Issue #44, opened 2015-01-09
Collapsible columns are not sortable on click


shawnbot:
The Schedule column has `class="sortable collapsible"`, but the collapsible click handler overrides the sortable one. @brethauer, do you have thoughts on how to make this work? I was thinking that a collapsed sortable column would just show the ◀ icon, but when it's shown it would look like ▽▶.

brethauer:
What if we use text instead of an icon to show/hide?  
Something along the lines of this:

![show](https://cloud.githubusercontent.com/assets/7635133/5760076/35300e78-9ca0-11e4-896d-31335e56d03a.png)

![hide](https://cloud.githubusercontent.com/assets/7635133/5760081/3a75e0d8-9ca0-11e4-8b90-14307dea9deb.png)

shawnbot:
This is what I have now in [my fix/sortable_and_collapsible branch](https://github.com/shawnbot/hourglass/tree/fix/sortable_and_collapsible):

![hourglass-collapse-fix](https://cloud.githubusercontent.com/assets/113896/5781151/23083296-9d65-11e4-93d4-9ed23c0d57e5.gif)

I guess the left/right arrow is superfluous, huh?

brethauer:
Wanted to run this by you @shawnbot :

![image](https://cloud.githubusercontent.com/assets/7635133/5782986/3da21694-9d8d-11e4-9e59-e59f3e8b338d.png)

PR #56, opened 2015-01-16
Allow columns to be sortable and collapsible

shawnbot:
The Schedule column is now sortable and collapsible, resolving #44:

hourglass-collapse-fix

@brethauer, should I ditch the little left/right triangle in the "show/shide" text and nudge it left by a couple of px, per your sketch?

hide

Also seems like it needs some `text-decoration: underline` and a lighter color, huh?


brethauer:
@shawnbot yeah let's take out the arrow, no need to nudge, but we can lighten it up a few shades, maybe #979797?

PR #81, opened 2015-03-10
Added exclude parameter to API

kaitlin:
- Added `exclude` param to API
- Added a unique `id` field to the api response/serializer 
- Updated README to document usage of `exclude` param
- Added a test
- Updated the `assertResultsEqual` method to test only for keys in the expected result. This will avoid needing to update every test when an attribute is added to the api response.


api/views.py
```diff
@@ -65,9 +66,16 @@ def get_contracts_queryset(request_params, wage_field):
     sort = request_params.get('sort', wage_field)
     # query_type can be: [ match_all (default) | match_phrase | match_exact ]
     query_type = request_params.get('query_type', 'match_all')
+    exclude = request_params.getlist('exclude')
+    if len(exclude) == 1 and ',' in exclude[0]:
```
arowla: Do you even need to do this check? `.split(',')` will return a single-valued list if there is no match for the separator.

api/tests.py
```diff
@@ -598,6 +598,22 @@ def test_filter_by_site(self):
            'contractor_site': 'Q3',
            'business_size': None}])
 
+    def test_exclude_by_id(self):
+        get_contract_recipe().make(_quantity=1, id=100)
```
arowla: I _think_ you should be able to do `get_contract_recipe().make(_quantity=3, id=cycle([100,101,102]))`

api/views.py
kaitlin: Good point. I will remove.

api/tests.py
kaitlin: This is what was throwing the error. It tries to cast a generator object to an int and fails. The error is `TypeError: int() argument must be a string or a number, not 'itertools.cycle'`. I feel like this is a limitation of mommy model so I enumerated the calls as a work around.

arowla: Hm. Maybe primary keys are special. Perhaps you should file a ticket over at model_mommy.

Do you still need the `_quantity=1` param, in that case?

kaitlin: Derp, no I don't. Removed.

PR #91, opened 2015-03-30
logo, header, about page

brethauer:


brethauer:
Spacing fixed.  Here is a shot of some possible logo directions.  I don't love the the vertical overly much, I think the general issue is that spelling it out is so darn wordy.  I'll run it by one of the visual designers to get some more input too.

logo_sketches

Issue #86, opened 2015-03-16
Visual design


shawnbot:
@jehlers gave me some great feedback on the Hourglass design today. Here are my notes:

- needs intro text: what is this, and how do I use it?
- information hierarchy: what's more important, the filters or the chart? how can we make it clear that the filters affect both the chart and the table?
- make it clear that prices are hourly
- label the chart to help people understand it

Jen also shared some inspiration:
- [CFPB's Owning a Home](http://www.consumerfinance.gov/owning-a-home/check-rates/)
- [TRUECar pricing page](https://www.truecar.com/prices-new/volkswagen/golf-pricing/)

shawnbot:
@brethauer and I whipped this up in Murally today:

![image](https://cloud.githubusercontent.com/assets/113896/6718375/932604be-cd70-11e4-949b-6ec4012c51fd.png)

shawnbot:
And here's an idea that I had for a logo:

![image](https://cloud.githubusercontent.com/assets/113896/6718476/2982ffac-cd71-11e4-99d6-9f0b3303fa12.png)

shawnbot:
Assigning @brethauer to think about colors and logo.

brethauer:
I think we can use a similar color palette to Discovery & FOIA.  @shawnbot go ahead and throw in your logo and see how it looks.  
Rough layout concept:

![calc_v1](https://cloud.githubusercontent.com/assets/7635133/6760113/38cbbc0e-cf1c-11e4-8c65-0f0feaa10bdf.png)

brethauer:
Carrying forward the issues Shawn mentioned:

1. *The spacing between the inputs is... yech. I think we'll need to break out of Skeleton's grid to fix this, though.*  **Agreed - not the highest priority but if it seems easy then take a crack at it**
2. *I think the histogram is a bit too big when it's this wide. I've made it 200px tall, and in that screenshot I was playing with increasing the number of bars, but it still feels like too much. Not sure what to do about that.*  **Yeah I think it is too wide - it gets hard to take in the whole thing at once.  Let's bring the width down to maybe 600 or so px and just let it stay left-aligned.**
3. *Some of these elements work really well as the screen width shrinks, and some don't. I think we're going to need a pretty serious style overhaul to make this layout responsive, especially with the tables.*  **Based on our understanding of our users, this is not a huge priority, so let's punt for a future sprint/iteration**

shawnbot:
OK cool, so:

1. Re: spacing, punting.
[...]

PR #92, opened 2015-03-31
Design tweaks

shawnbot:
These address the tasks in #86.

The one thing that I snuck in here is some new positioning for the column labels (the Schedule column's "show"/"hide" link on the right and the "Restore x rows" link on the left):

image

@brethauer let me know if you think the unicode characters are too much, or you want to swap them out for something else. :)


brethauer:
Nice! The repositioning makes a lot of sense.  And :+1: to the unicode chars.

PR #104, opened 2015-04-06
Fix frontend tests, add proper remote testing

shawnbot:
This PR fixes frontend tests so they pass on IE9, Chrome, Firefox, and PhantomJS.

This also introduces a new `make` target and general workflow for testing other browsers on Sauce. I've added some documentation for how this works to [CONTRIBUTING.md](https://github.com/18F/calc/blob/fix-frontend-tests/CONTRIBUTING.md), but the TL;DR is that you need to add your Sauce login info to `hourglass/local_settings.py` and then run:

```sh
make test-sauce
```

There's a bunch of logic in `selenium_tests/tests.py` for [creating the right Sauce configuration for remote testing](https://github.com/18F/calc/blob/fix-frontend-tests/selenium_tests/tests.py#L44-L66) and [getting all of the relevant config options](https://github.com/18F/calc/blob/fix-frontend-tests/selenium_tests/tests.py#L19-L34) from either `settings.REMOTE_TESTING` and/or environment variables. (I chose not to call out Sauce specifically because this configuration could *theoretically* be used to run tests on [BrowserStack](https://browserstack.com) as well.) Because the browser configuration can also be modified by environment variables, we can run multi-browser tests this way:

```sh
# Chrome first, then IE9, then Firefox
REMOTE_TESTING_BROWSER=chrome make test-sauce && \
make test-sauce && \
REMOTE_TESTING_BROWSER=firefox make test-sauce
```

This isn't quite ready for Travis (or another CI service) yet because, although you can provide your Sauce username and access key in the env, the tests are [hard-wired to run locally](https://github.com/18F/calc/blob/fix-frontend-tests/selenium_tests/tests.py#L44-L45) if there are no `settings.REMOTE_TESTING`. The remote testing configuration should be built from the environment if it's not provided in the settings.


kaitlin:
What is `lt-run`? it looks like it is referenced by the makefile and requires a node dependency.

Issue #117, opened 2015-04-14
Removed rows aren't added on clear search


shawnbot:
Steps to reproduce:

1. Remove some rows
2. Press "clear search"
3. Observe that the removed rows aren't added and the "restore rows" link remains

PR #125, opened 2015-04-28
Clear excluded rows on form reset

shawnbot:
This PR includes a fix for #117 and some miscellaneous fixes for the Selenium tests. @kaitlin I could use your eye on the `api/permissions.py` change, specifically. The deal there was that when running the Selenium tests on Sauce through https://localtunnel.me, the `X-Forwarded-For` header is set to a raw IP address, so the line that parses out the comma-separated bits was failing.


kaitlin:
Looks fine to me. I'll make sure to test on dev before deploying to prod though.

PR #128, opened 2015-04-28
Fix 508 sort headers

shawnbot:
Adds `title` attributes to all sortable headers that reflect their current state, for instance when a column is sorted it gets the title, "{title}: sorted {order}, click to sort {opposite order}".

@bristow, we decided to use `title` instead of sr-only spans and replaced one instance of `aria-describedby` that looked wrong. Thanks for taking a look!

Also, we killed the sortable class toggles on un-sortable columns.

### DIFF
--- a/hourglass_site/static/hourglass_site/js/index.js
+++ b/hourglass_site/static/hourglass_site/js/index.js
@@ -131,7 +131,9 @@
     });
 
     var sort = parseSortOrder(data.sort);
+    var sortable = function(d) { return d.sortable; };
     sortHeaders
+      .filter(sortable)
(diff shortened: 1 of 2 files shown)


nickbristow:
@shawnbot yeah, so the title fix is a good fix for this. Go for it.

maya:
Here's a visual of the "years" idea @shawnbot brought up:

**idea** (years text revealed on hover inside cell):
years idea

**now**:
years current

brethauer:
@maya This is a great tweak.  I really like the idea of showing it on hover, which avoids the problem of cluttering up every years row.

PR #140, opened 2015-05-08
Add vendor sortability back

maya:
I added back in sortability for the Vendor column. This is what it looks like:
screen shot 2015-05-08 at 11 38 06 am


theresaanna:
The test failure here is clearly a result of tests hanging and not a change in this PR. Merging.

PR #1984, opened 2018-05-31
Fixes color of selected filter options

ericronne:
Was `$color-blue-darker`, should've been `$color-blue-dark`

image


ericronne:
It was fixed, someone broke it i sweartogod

Exercise details:
Starting at the first line of the listing, retype every line up to and including the one with "PR #81, opened 2015-03-10".

Result of the task:
Issue #44, opened 2015-01-09
Collapsible columns are not sortable on click


shawnbot:
The Schedule column has `class="sortable collapsible"`, but the collapsible click handler overrides the sortable one. @brethauer, do you have thoughts on how to make this work? I was thinking that a collapsed sortable column would just show the ◀ icon, but when it's shown it would look like ▽▶.

brethauer:
What if we use text instead of an icon to show/hide?  
Something along the lines of this:

![show](https://cloud.githubusercontent.com/assets/7635133/5760076/35300e78-9ca0-11e4-896d-31335e56d03a.png)

![hide](https://cloud.githubusercontent.com/assets/7635133/5760081/3a75e0d8-9ca0-11e4-8b90-14307dea9deb.png)

shawnbot:
This is what I have now in [my fix/sortable_and_collapsible branch](https://github.com/shawnbot/hourglass/tree/fix/sortable_and_collapsible):

![hourglass-collapse-fix](https://cloud.githubusercontent.com/assets/113896/5781151/23083296-9d65-11e4-93d4-9ed23c0d57e5.gif)

I guess the left/right arrow is superfluous, huh?

brethauer:
Wanted to run this by you @shawnbot :

![image](https://cloud.githubusercontent.com/assets/7635133/5782986/3da21694-9d8d-11e4-9e59-e59f3e8b338d.png)

PR #56, opened 2015-01-16
Allow columns to be sortable and collapsible

shawnbot:
The Schedule column is now sortable and collapsible, resolving #44:

hourglass-collapse-fix

@brethauer, should I ditch the little left/right triangle in the "show/shide" text and nudge it left by a couple of px, per your sketch?

hide

Also seems like it needs some `text-decoration: underline` and a lighter color, huh?


brethauer:
@shawnbot yeah let's take out the arrow, no need to nudge, but we can lighten it up a few shades, maybe #979797?

PR #81, opened 2015-03-10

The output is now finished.